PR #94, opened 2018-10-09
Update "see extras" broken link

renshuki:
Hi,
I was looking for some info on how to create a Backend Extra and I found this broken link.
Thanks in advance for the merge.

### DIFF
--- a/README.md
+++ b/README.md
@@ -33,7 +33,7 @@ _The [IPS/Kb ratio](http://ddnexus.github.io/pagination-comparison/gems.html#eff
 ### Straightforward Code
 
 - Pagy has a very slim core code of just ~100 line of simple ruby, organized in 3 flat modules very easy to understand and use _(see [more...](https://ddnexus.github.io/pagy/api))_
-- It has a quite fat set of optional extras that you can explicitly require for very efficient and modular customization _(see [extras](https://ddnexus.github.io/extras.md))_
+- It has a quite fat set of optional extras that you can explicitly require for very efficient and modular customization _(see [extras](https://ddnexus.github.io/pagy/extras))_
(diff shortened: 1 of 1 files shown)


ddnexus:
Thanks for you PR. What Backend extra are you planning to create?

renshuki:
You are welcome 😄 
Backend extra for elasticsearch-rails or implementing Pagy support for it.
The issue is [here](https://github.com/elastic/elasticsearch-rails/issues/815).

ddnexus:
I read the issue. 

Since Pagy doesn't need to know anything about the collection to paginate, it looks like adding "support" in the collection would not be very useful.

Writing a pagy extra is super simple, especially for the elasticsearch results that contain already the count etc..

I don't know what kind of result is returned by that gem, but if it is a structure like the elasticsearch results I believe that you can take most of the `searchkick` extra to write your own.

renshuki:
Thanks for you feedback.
==============================
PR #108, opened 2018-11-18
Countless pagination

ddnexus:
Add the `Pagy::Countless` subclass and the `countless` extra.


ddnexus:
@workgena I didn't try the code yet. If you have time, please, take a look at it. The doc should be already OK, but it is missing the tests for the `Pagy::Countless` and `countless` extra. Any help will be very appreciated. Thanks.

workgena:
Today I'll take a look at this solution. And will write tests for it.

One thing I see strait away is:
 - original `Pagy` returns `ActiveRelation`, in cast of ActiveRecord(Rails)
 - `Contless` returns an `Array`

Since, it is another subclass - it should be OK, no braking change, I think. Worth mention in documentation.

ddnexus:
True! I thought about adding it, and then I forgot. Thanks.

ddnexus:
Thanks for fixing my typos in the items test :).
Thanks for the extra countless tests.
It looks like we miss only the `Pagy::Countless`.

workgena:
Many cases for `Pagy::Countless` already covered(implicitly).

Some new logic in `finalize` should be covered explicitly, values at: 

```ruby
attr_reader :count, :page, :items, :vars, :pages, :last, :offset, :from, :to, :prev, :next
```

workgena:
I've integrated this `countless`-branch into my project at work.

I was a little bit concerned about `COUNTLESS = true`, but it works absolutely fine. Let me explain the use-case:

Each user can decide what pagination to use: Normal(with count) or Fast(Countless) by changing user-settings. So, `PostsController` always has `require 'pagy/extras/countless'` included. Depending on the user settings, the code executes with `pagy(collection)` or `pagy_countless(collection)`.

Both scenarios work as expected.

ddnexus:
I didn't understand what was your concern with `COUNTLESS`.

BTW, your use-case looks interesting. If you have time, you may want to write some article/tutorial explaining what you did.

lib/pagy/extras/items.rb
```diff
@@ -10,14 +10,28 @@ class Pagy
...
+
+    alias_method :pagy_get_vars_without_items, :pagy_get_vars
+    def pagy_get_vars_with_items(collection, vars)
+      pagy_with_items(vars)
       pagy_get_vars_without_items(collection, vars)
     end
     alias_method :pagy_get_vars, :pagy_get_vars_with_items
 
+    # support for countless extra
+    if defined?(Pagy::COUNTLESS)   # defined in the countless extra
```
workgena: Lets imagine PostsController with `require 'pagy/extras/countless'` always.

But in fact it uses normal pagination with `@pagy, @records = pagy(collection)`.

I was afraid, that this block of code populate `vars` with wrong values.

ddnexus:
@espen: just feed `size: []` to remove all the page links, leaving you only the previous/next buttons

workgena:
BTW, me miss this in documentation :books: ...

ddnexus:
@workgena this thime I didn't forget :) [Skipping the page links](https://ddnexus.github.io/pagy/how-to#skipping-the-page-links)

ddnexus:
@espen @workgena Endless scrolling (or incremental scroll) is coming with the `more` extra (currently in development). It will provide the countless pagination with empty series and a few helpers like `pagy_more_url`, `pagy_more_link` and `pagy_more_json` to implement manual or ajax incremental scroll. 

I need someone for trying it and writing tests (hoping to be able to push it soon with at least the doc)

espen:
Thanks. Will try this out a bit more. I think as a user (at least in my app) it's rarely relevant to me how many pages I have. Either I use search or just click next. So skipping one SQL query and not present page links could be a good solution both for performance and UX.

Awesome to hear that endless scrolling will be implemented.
==============================
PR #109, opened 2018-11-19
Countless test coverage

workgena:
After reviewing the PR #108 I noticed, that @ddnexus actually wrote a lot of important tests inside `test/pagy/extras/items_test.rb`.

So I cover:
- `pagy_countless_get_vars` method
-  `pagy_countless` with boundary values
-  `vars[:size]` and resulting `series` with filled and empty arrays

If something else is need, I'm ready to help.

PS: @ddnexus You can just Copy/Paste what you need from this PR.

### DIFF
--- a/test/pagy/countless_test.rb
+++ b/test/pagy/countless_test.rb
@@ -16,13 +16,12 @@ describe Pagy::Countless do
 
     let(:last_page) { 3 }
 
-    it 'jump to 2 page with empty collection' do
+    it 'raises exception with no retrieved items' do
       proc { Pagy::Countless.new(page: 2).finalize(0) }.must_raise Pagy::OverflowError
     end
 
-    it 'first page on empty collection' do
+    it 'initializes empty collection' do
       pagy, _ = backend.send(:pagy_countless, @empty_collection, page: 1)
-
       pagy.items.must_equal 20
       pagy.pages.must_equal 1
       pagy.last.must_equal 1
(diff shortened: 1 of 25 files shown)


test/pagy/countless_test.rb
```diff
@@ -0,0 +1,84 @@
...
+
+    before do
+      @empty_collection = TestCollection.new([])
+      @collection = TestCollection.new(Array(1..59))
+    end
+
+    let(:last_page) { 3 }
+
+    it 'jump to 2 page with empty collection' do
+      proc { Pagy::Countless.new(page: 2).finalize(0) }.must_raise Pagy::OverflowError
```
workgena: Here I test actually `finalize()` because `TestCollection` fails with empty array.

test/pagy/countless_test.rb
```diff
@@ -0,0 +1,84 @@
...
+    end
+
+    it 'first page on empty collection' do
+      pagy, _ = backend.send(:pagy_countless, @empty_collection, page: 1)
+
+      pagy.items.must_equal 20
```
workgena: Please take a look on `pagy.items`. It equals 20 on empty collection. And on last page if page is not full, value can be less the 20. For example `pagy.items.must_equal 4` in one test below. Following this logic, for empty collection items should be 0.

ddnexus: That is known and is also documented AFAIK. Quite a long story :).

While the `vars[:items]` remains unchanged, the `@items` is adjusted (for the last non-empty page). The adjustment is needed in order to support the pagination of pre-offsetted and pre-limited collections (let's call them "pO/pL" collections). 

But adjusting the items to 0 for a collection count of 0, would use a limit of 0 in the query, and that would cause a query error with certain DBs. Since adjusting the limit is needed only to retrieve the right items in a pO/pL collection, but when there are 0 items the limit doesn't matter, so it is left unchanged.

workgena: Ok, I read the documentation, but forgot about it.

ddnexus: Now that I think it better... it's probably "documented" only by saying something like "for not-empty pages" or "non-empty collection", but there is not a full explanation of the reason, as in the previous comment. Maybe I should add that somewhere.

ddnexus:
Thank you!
==============================
Among the lines above, which contain the word "OverflowError"? Copy every one.

» Task response
       proc { Pagy::Countless.new(page: 2).finalize(0) }.must_raise Pagy::OverflowError
+      proc { Pagy::Countless.new(page: 2).finalize(0) }.must_raise Pagy::OverflowError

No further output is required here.